Friday 16 December 2016

c++ - Preventing or blocking cpu data cache loading



I'm tasked with evaluating various flavors of ARM processors (benchmarking), specifically System On a Chip (SOC). Some SOC's have a lot of data cache, others have little. Because of this, I'd like my program to block the data cache.




I have written a Walking 1 test which accesses memory outside the core, but on the SOC. I'm going to run this on our present processor, that has very little data cache, and run it on a Cortex M3 processor, which has a lot of data cache memory.



I'm focusing on durations to fetch memory outside the processor. If I set the size of memory for the Walking 1 to a size larger than the data cache, the to run the test "exponentiates" in time. For example, for a small size of memory, the test runs in minutes, for larger memory sizes, the test takes hours.



Question: Is there an idiom that can be used to prevent the processor from loading the entire array into the processor's data cache?
(Note: This is tagged as C and C++ because I have the option to choose between the languages.

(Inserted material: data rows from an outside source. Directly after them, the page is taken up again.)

PR #68, opened 2021-01-27
Remove prometheus receiver

jrcamp:
This removes the prometheus receiver. Multiple instances of simpleprometheus should be used to monitor multiple endpoints. Only simpleprometheus is compatible with dynamically observed endpoints using observers/receiver_creator.


rmfitzpatrick:
Sure you've seen this, but config references need to be updated as well https://github.com/signalfx/splunk-otel-collector/tree/c23b586a9ba01fc36731be4b10df86b8d28eaf2b/cmd/otelcol/config/collector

If C has no idiom, but C++ does, than I will try C++ first.)




  • Platform: Various embedded or System On a Chip (development /
    evaluation boards), no OS.


  • Processor: ARM Cortex series with different peripherals on the chip
    and different data cache sizes.

  • Compilers: IAR Embedded Workbench, GNU C, GNU C++ (used in the
    background by various board suppliers).


Answer



Unless your compiler provides functions to access the memory region protection registers, you'll need to do some assembly to set memory region(s) to non-cacheable:



http://infocenter.arm.com/help/index.jsp?topic=/com.arm.doc.ddi0290g/Chdhdahb.html




or as mentioned below globally disable level one data and instruction cache via bits 2 and 12 of the c1 control register, which is accessed via co-processor register 15 = CP 15:



http://infocenter.arm.com/help/index.jsp?topic=/com.arm.doc.ddi0338g/Babebdcb.html



http://infocenter.arm.com/help/index.jsp?topic=/com.arm.doc.ddi0338g/Babgdhif.html



This assumes that your ARM processors have CP 15 functionality. There may be other control registers that might be useful for your tests. I'm not sure how this would be done on ARM processors without CP 15 functionality.